Here's a nice inequality concerning "change of base". (I don't
know if it's already in the literature.) In the following, all
operators associate from right to left, and all variables are
positive integers.
Theorem 1. For all b>1, k>0, n>0, b[k] n <= 2[k] (b-1)n,
with strict inequality for b>2.
<begin sketch pf of Thm.1>
Proposition S(k): For all b>1, n>0, b[k] n <= 2[k] (b-1)n.
S(1): For all b>1, n>0, b[1] n <= 2[1] (b-1)n;
this holds since 2 <= b --> 2n <= bn --> bn <= 2(b-1)n.
S(k) --> S(k+1):
S(k+1): For all b>1, n>0, b[k+1] n <= 2[k+1] (b-1)n.
For n=1, b[k+1]1 = b <= 2(b-1) <= 2[k+1](b-1), as required,
so consider n > 1:
On the one hand,
b[k+1]n = b[k] b[k+1] (n-1)
b[k+1]n <= 2[k](b-1)* b[k+1] (n-1), by S(k)
...
b[k+1]n <= (2[k](b-1)*)^(n-1) b[k+1] 1 (^ meaning iteration)
b[k+1]n <= (2[k](b-1)*)^(n-1) b, since b[x]1 = b
while on the other hand,
2[k+1](b-1)n = (2[k])^((b-1)n) 1
2[k+1](b-1)n = (2[k])^((b-1)(n-1)) (2[k])^(b-1) 1
2[k+1](b-1)n >= ((2[k])^(b-1))^(n-1) b ((1))
2[k+1](b-1)n >= ((2[k](b-1)*)^(n-1) b ((2))
where ((1)) and ((2)) follow from
(2[k])^(b-1) x = 2[k] (2[k])^(b-2) x (any x>0)

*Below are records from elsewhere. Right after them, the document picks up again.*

PR #9953, opened 2023-06-23
`non-empty-list` assertion for iterable

### LINKED ISSUE #9917: AssertionReconciliation: `non-empty-list` results in `list`
When I pass an iterable to an assertion which verifies that I do have a `non-empty-list`, psalm does not adapt `non-empty-list` and instead reconciles to `list`.

https://psalm.dev/r/0441efb80e

boesing:
This fixes #9917


boesing:
Hm, unsure if PSL circle CI check and the process timeout are related to this PR. 
Can some1 probably restart the failed checks?

orklah:
Tests are ok, I need to fix the real project one and the other one happens from time to time

Thanks!

PR #9955, opened 2023-06-24
Invalidate cached methods when referenced class property types change

tscni:
When the property type changes in a class referenced by a method, that method is currently not invalidated.
Example:
1. File `A.php` with method `A::foo()` has an argument of type `B`, which is a class defined in file `B.php`
   It uses `B::$value` incorrectly, raising an issue.
2. Psalm runs and caches
3. The type of `B::$value` changes to fix the issue
4. Psalm runs and still reports the same issue


orklah:
Thanks!

PR #2731, opened 2023-09-22
Update r56_baltic_shared.txt to add missing cores

TheycallmeBrick:
Added missing state cores when a player without WTT takes the Baltic Unification focus.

(2[k])^(b-1) x >= 2[k] 2^(b-2) x
(2[k])^(b-1) x >= 2[k] (b-1) x cf. ((2))
(2[k])^(b-1) 1 >= 2[k] (b-1) 1
(2[k])^(b-1) 1 >= 2(b-1)
(2[k])^(b-1) 1 >= b cf. ((1))
<end sketch pf of Thm.1>
Lemma 1. For all k>0, 2 + 3[k]3 < 2[k]7.
<begin sketch pf of Lem.1>
For k=1, 2 + 3[1]3 = 11 < 2[1]7 = 14.
For all k>1,
2 + 3[k]3 < 2 + 2[k]6, by Thm 1,
2 + 3[k]3 < 2[k-1]2[k]6,
2 + 3[k]3 < 2[k]7.
<end sketch pf of Lem.1>
A corollary of the next theorem is that Friedman's lower
bound, which is a(2[187196] 187196) in the sequence defined
by a(1) = 2, a(n) = 2[a(n-1)]a(n-1) (n>1), is enormously
larger than Graham's number, which is g(64) in the sequence
defined by g(1) = 3[5]3, g(n) = 3[1 + g(n-1)]3 (n>1):
Theorem 2. For all n>0, g(n) < a(n+3).
<begin sketch pf of Thm.2>
Proposition T(n): 1 + g(n) < a(n+3)
T(1): 1 + g(1) < a(4):
1 + g(1) = 1 + 3[5]3
1 + g(1) < 2[5]7, by Lem.1
1 + g(1) < 2[a(3)]a(3), since a(3) > 7
1 + g(1) < a(4).
T(n) --> T(n+1):
T(n+1): 1 + g(n+1) < a(n+4).
1 + g(n+1) = 1 + 3[1 + g(n)]3
1 + g(n+1) < 2[1 + g(n)]7, by Lem.1
1 + g(n+1) < 2[1 + g(n)](1 + g(n)), since 1 + g(n) > 7
1 + g(n+1) < 2[a(n+3)]a(n+3), by T(n)
1 + g(n+1) < a(n+4).
<end sketch pf of Thm.2>
Corollary. Graham's number, g(64), is less than a(67).
It would be nice to prove g(64) < a(n) for some n < 64.